For further actions, you may consider blocking this person and/or reporting abuse
Definitely going to give odigos a spin. That and Prometheus. Both would be for my self hosted server stuff.
Happy to hear any feedback 😃
You also have have Zabbix, takes a little tweaking but worth the effort. We use Zabbix as it's flexible and the data insert API is so simple a preschooler could write a client side, we monitor about about 250m data points every 24hrs.
IMHO: in 2023 zabbix works only for infrastructure monitoring like hypervisor or windows/linux server/desktop, but for micro-services or local development better to use something like VictoriaMetrics/Prometheus/Netdata. I think that you know zabbix issues with SQL databases and how fast its database grow from GiB to TiB.
Great overview of monitoring tools! Having scaled our dev teams at Bubobot, I'd add a key consideration: monitoring frequency.
Most tools on this list check at 1-5 minute intervals, which can be problematic for critical services. For teams managing customer-facing applications, I recommend looking at monitoring interval as a critical factor. Our approach at Bubobot was to offer 20-second checks while preventing alert fatigue through "Confirmation Period" and "Recovery Period".

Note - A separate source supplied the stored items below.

PR #13897, opened 2018-04-27
python: import new patch to support libressl-2.7

pbui:
Patch based on this upstream commit:

https://github.com/python/cpython/commit/edd541897b9c28ee0d0f0131746aa5f19665a104


pbui:
Fixed now.

PR #13903, opened 2018-04-27
php: update to 7.2.5.

maxice8:


DirectorX:
we may want add more php extensions... like memcache{,d} etc

PR #13909, opened 2018-04-27
cantata: update to 2.3.0.

Hoshpak:


srcpkgs/cantata/template
```diff
@@ -16,4 +16,4 @@ maintainer="LockeAnarchist <emanuel@openmailbox.org>"
 license="GPL-3"
```
maxice8: please use SPDX indetifier.

cr6git: `GPL-3.0-or-later`

cr6git:
@Hoshpak why you closed your PR ?

Hoshpak:
@cr6git I'm fed up with that stupid licensing stuff and don't want to invest any more time into amending the PRs.

PR #13919, opened 2018-04-28
sanoid: update to 1.4.18

emacsomancer:


maxice8:
https://github.com/voidlinux/void-packages/pull/13865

Feel free to try here bubobot.com
Just a note: you start the article talking about K8s but most of these tools are not specific to that technology. Otherwise a good roundup! I'd also add SignalFx/Splunk to the list, though they are expensive (see-also: Datadog)
I ended up with hyperdx it's also a good choice and is open source and can be self hosted. My previous choice was uptrace which is also not bad.
I recommend to try docs.victoriametrics.com/Single-se... for self hosted which is support ingestion metrics from DataDog or victoriametrics.cloud .
New Relic is pretty good too. It has synthetic monitoring to test and monitoring API.
downhound.com/ provides a good overview of external services that are down, in case you use any of those. Monitors several hundred services. (Disclosure: I'm the developer.)